Basically which option is stronger?

@jopemachine @bartlomieju how should this feature work together with the skip, and only filter in runBenchmarks?

So if i have benches like:

  • itHasOnly
  • simpleBench
  • extraBench
  • extraBenchWithOnly

and run runBenchmarks({ only: /Bench/, skip: /extra/ }) which benchmarks should be ran?
Basically which option is stronger?

In my PR (#8237), if there are benches with only option,
Only these options which have "Bench" will be run.
(In your example, only extraBenchWithOnly will be run)

Otherwise (if there is not bench which have only option, that is, without extraBenchWithOnly), extraBench and simpleBench will be run because they have "Bench" in their bench name.

@jopemachine @bartlomieju how should this feature work together with the skip, and only filter in runBenchmarks?

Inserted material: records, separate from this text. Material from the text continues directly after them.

PR #347, opened 2025-11-13
always send the background and intensity values to plotter

bmaranville:
When no data was attached to problem, API was not sending background and intensity values with `get_plot_data`.

This PR fixes that.  Replaces now-unneeded #345


bmaranville:
I tested... now models built with Builder tab properly show in Reflectivity tab, even when no data is loaded.

PR #353, opened 2025-12-04
Switch to Oxlint/Oxfmt

glass-ships:
- Switches to using [oxlint](https://oxc.rs/) for frontend linting
- Addresses a couple minor linting and type-checking issues
- Modify the frontend lint pre-commit hook to check for bun or npm rather than only using npm

Same motivation as #342, but oxlint is by the Vue team and actually supports Vue style files, which biome currently does not support. 

Full compatibility with eslint and prettier rules (no new or missing linting errors / formatting changes were made in running the new tool(s).

Will follow up with an analogous bumps PR if this is received well


bmaranville (approved):

glass-ships:
nice, you got it haha. 
before we merge this, actually, I did just find out that biome 2.3 released which does also now include full support for Vue. I'm interested in updating that branch and seeing how we feel about one tool vs. the other

bmaranville:
It seems like both `oxc` and `biomejs` are missing the ability to deeply analyze the template part of Vuejs components like the eslint plugin does - is that something we want to give up? (they analyze the JS/TS but not the template?)

glass-ships:
oh, one thing we may want to bring over from the biome PR is that `DataView` global property being shadowed

bmaranville:
I feel like there was never an overwhelming determination that this was better or worse than biomejs.  To be honest I forgot about this PR when I was working over in the bumps repo, and I needed a formatter that worked when prettier was breaking again, and there was already a `biomejs` PR that I could start from in bumps.

glass-ships:
Yeah, this seemed promising since it comes from the Vue team themselves, but like biome, it still doesn't support linting the <template> section, which doesn't really make it any better than biome, and we've put the work into biome already. 

I'd say we can just close this for now, and whenever one or the other wins the race to template linting, we can revisit the comparison

PR #354, opened 2025-12-05
Biomejs again, with setting more similar to before

bmaranville:
Just like #342 but using settings that make less aggressive changes from before

- allows multiple attributes on the same line : `"vue/max-attributes-per-line": ["error", { singleline: { max: 5, } }]`
- doesn't try to adjust self-closing (or void) elements: `"vue/html-self-closing": [ "error", { html: { void: "any", normal: "any", }, }, ],`


bmaranville:
closing in favor of #372 ... will revisit settings here when we can use biomejs for lint as well.

PR #366, opened 2026-03-24
update to vite 8 (fast client builds)

bmaranville:
Vite 8 was recently released, and it uses `rolldown` which is a much faster bundling engine.  As a result build times for the client are about 1s, compared to 8-9 seconds before.  Makes client development more pleasant.


pkienzle (approved):
Simple change. Seems to work.

PR #373, opened 2026-05-06
Shift all profiles so aligned interface is at relative z = 0 in profile uncertainty

bmaranville:
This PR changes the way profile uncertainty is displayed.

- In the plot, the location of the "alignment interface" is set to be z=0 for all profiles
- Contours are plotted relative to this zero
- X-axis shows "relative z (A)" instead of "z"

This has the (desired) effect of co-aligning all models to the same relative z, even if the number of layers is different, e.g. for the models shown in #355 

Fixes #355

**NOTE**
I don't have a good test case for this handy.  If anyone can share a session file with a dream fit of a multi-model problem with a different number of layers in the models, I would appreciate it!


mdoucet (approved):

pkienzle (approved):
Tested on a single profile. It indeed puts z=0 at the alignment index.

PR #376, opened 2026-06-06
fix(webview): prevent network-drive stalls in file browser dirlisting

pquarterman17:
## Problem

The webview file browser hangs for 30+ seconds when navigating network drives.

The root cause is in `bumps.webview.server.api.get_dirlisting` (which refl1d uses). For every directory entry it:

- counts each subdirectory's contents with `len(list(p.glob("*")))` — a full glob *per subfolder*, and
- does a redundant `p.exists()` check on entries just returned by `iterdir()`,

all **synchronously on the asyncio event loop**. On a high-latency network filesystem each glob is a round trip, so a folder with many subfolders blocks the server for tens of seconds and the whole UI freezes.

## Fix

Override `get_dirlisting` in `refl1d/webview/server/api.py` with a version that:

- **skips per-subfolder content counting** (`size = 0` for directories — the count isn't shown in the UI anyway),
- **drops the redundant `exists()` check**,
- runs the directory walk in a **worker thread** (`asyncio.to_thread`) so it never blocks the event loop, and
- adds a **10 s timeout** that returns a friendly error instead of hanging when a path is unreachable.

The return value is **identical in shape** to bumps' `get_dirlisting` (`drives`, `pathlist`, `subfolders`, `files`), so it is a drop-in replacement for the existing frontend.

## Notes / discussion

- The slow code lives in **bumps**, not refl1d — this PR overrides it on the refl1d side. If you'd rather fix it upstream in `bumps.webview.server.api.get_dirlisting` directly (benefiting every bumps-webview consumer, and avoiding a duplicated function here), I'm glad to redirect this there instead.
- Minor behavioral change: when a path does not exist, this returns `{"error": ...}` rather than bumps' "notify + fall back to cwd". Trivial to match bumps' behavior if preferred.
- `os.listdrives()` is Windows / Python 3.12+ and is guarded by `hasattr` exactly as in bumps, so non-Windows platforms get `drives = []`.

## Testing

- `py_compile` clean; confirmed the return shape matches bumps' `get_dirlisting`.
- Developed against a real network-drive stall on Windows: navigation that previously hung ~30 s now returns promptly, and unreachable paths time out at 10 s with an error instead of freezing the UI.

### DIFF
--- a/refl1d/webview/server/api.py
+++ b/refl1d/webview/server/api.py
@@ -1,4 +1,5 @@
 import asyncio
+import os
 from copy import deepcopy
 from functools import lru_cache
 from pathlib import Path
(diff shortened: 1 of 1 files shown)


bmaranville:
This seems like a good change.  You are correct that it should be in bumps instead - I'll have a close look at it next week

pquarterman17:
I'll see if I can make a bumps version of this PR to more directly fix; I have a couple other PRs for bumps itself anyway, this one was just a particular stickler for me til implementing this on the refl1d side

pquarterman17:
As offered in the PR description, the underlying fix is now submitted upstream as bumps/bumps#442, which repairs `get_dirlisting` in place (off-loop directory walk, no per-subfolder glob, 10 s timeout) while preserving bumps' existing notify-and-fall-back-to-cwd behavior for missing paths. If that lands, this override becomes unnecessary — happy to either close this PR in favor of the bumps fix, or keep it as a stopgap until refl1d picks up a bumps release containing it.

pkienzle:
Fix it in bumps.

pquarterman17:
closing as fix in bumps is in progress

Issue #339, opened 2025-10-30
Repeated magnetic layers not implemented


acaruana2009:
Currently it is not possible to define a magnetic multilayer in the same way you can specify a non-magnetic multilayer. E.g.:

```python
Si = Material(formula="Si")
Ni = Material(formula="Ni[58]")
Si_ml = Material(formula="Si")


Si_sub = Slab(material=Si, thickness=0, interface=5)
Ni_layer = Slab(material=Ni, thickness=100, interface=5)
Si_layer = Slab(material=Si_ml, thickness=100, interface=5)

# Sample construction/Stack

ML = (Ni_layer(magnetism=Magnetism(rhoM=2.0, interface_above=5, interface_below=5, name="Ni Layer Sample 1"))
      | Si_layer)

sample = (Si_sub
          | ML*2
          | air
          )
```
Raises: `NotImplementedError("Repeated magnetic layers not implemented")` from line 162 in refl1d/profile.py

The work around is to define the magnetism in the Slab instantiation, and define the multilayer as a list/tuple: `ML = (Ni_layer, Si_layer)`
This has the disadvantage that if you are doing multi-fits (say multiple fields), unlinking the magnetism between fits becomes tedious.

PR #377, opened 2026-06-10
Enable repeated magnetic layers

bmaranville:
Addresses #339 

In this PR, special handling is added in the `Repeat.render()` method, so that if the stack is magnetic, it renders it `repeat` times sequentially, while still using the more optimized `slabs.repeat()` method for non-magnetic stacks.

It also fixes a small bug in identifying when a Stack is near the substrate, during `Stack._render_magnetic`, since `i==0` will be true at the start of any `Stack` enumeration, and not just the first one.  It is safer to check if any slabs have been created yet (`len(slabs) == 0`)

Adds a test which generates a multilayer Sample in two ways, e.g. 

- `Si | (Ni(magnetism=...), Si) * N | air`, which _doesn't_ create a Repeat class, vs. 
- `Si | (Ni(magnetism=...) | Si) * N | air` which _does_ create a `Repeat`, and which currently breaks because the `Repeat.render` method raises an exception if the stack is magnetic.

Then compares the profiles and reflectivities of the samples for the same `Probe`.

Model evaluation time is identical between the two methods.

There is a subtle difference between `(Ni|Si)*N -> Repeat(Ni|Si, N=N)` and `(Ni, Si)*N -> (Ni, Si, ..., Ni, Si)` in that the interface between the multilayer and the surround uses `Repeat.interface` in the first case and `Si.interface` in the second case.

Co-authored-by: Claude <noreply@anthropic.com>

### DIFF
--- a/refl1d/sample/layers.py
+++ b/refl1d/sample/layers.py
@@ -370,7 +370,7 @@ class Stack(Layer):
                 anchor = slabs.thickness() + magnetism.dead_below.value
                 s_below = (
                     np.nan
-                    if i == 0
+                    if len(slabs) == 0
                     else magnetism.interface_below.value
                     if magnetism.interface_below is not None
                     else slabs.surface_sigma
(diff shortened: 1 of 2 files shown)


bmaranville:
Note that this leaves the door open to optimizing the rendering of magnetic stacks in the future, with zero change to the API.

pkienzle (approved):
Code looks good and tests pass. I updated the tests so I could play with the models with sliders in webview.

acaruana2009 (approved):

PR #799, opened 2022-08-08
Fix/convert incompatible types

DavidCramer:
fix the issue where a url can't be checked for file type.


pereirinha (approved):
Works great

PR #801, opened 2022-08-22
Introduce wrapper and address recent introduced methods

pereirinha:
Fixes the plugin in older versions of WordPress.


DavidCramer (approved):
@pereirinha - Good catches here. Forget to check that @since tags 🤦

PR #803, opened 2022-09-13
Enqueue Cloudinary script for the Editor

pereirinha:
Fixes broken terms order

PR #804, opened 2022-09-13
Fix/terms order

pereirinha:
Extracts the terms order script and enqueues it on the Editor screen, as an alternative approach to #803


DavidCramer (commented):
@pereirinha - I prefer this approach, however it also requires more testing. Let's chat about it on our monday sync.

DavidCramer (approved):
@pereirinha - I'm happy with this. Please see #813

PR #808, opened 2022-09-19
Partial support for above the fold lazy load

pereirinha:


DavidCramer (approved):
@pereirinha - Nice work. I played with this a bit and tested various scenarios and were good.
I think there's a little more we can still do, but this is a good start to get feedback from.

PR #809, opened 2022-09-20
Improves consistency

pereirinha:


DavidCramer (approved):
@pereirinha - good catch.

PR #810, opened 2022-09-23
Fix php 8.0 and 8.1 warnings

pereirinha:


php/delivery/class-lazy-load.php
```diff
@@ -57,7 +57,7 @@ public function setup_hooks() {
 	 */
 	public function init_lazy_script_maybe() {
 
-		$flag = filter_input( INPUT_GET, 'cloudinary_lazy_load_loader', FILTER_SANITIZE_STRING );
+		$flag = ! empty( $_GET['cloudinary_lazy_load_loader'] ) ? htmlspecialchars( $_GET['cloudinary_lazy_load_loader'] ) : null;
```
DavidCramer, line 60: @pereirinha : should we not be using the `Utils::get_sanitized_text()` for this purpose?
https://github.com/cloudinary/cloudinary_wordpress/blob/d9263d464db608976a44681f09ec2948943e274b/php/class-utils.php#L474-L484

DavidCramer (changes requested):
@pereirinha - added a question.

php/delivery/class-lazy-load.php
DavidCramer: @pereirinha - Maybe we can alter that and add an ability to change the callback?

DavidCramer (approved):

PR #811, opened 2022-09-23
SVGs shouldn't work with responsive image

pereirinha:


DavidCramer (approved):
@pereirinha - Nice, I like that you added the filter as well.

PR #813, opened 2022-09-29
fix delay

DavidCramer:
The terms can take a bit of time to get populated, and the subscribe fails.


DavidCramer:
Adds an additional fix for #804

pereirinha (approved):
LGTM

PR #816, opened 2022-10-07
Feature disable sync per type

pereirinha:


DavidCramer (approved):
@pereirinha - Nothing really stands out but it's a big PR. It appears to be working, so approving now, but we need to make sure we test the package a lot.

PR #817, opened 2022-10-11
Fix video format

pereirinha:


php/media/class-video.php
```diff
@@ -311,21 +311,14 @@ protected function build_video_embed( $attachment_id, $attributes = array(), $ov
...
 			),
-			'source'     => array(
-				'source_types' => array(),
-			),
 		);
 		// Check for transformations.
 		$transformations = $this->media->get_transformations( $attachment_id, array(), $overwrite_transformations );
 		if ( ! empty( $transformations ) ) {
-			$params['source']['transformation'] = $transformations;
+			$params['source']['transformation'] = array_merge( ...$transformations );
```
DavidCramer, line 318: @pereirinha - by having all the transformations in a single band effects won't work. for example `e_reverse/e_progressbar:bar:green` the second effect will be dropped.

DavidCramer (changes requested):
@pereirinha - the issue here is with the embed script and not something we can fix. Lets chat about this in our sync.

PR #848, opened 2023-01-20
Fix/cron

DavidCramer:
Revise starting time to prevent impossible numbers - shorter run times, longer wait cycle


pereirinha (approved):
Looks good.

PR #1191, opened 2026-06-30
build(docs): teach wp-hookdoc to read standard PHPDoc

utkarshcloudinary:
Relates to the PHPStan work in #1180.

When #1180 normalizes the `@hook` docblocks to standard, PHPStan-clean PHPDoc (`@param Type $name` / `@return Type`), the documentation generator breaks. The docs are built with `wp-hookdoc`, a JSDoc plugin that expects the type in `{braces}` (`@param {Type} $name`). With valid PHPDoc the hook pages render the type where the variable name should go, drop the type metadata, and leak the variable name into the description. This PR fixes the docs pipeline so the PHP source can keep valid PHPDoc.

## Approach

- Patch `wp-hookdoc@0.2.0` (via `patch-package`) so its `beforeParse` hook normalizes standard PHPDoc tag syntax to the JSDoc syntax the parser expects, **only inside `@hook` blocks**:
  - `@param Type $name Desc` (standard PHPDoc) → `@param {Type} $name Desc`
  - `@param $name {Type} Desc` (legacy hookdoc) → `@param {Type} $name Desc`
  - `@return Type Desc` → `@return {Type} Desc`
  - Tags already using the `{Type}` form are left untouched.
- Handle PHPDoc fully-qualified class names that JSDoc's type parser rejects: leading-backslash FQCNs like `\WP_Post` / `\Cloudinary\Sync` are normalized to `WP_Post` / `Cloudinary.Sync` so they no longer error during the build.
- Wire `patch-package` into `postinstall` (`patch-package && composer install`) and add it as a devDependency; the committed patch lives in `patches/wp-hookdoc+0.2.0.patch`.
- Regenerate `package-lock.json` so `npm ci` is in sync (reconciles pre-existing transitive drift, e.g. `date-fns` 4.1.0 → 4.4.0, and adds `patch-package`).

This keeps the PHP source as valid PHPDoc (PHPStan stays green) while the generated hook documentation continues to render correctly.

## QA notes

1. `npm install` — confirm `patch-package` applies the patch on postinstall (look for `wp-hookdoc@0.2.0 ✔`).
2. `npm ci` — completes without "package.json and package-lock.json are in sync" errors.
3. `npm run build:docs` — completes with **no** `Unable to parse a tag's type expression` / `invalid name or invalid syntax` errors.
4. Spot-check a few generated hook pages (e.g. `docs/cloudinary_dns_prefetch_types.html`, `docs/cloudinary_can_sync_asset.html`, `docs/cloudinary_context_options.html`): the filter signature shows the variable name and `→ {Type}` return, the Parameters table lists `$name`, its type, and description correctly, including union (`bool|WP_Error`) and FQCN (`WP_Post`, `Cloudinary.Sync`) types.
5. Verified end-to-end against the level-1 PHPStan branch (a superset of #1180): docs build cleanly from the converted, valid-PHPDoc source.


package-lock.json
PatelUtkarsh, line 1: Needed to re-generate the lock file.

gabrielcld2 (approved):
Looks good 👍 tested locally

So if i have benches like:

  • itHasOnly
  • simpleBench
  • extraBench
  • extraBenchWithOnly

and run runBenchmarks({ only: /Bench/, skip: /extra/ }) which benchmarks should be ran?
Basically which option is stronger?

I'm sorry, I missed skip option.

I think any tests will not be run because of skip option.

and without extraBenchWithOnly, only simpleBench will be run.


So, I think only option in bench argument would be most strong at this PR.

Thinking a bit about it, deno test purposefully exits with fail at the end, if only was used.
Shouldn't benching have some similar outcome, or at least indicate it in the output? (in the terminal, and some other way, in case silent is used, possibly in BenchmarkRunResult or with an exception?)

Thinking a bit about it, deno test purposefully exits with fail at the end, if only was used.
Shouldn't benching have some similar outcome, or at least indicate it in the output? (in the terminal, and some other way, in case silent is used, possibly in BenchmarkRunResult or with an exception?)

This is the result of the benchmark test code execution.

Check file:///Users/igyubong/Desktop/deno/t.ts
running 1 benchmark ...
benchmark runs100ForIncrementX1e6-2 ... 
    100 runs avg: 0.26ms
benchmark result: DONE. 1 measured; 2 filtered

In the above output, how about changing the benchmark result DONE to FILTERED (with red color) to warn users if there are some filtered benchs?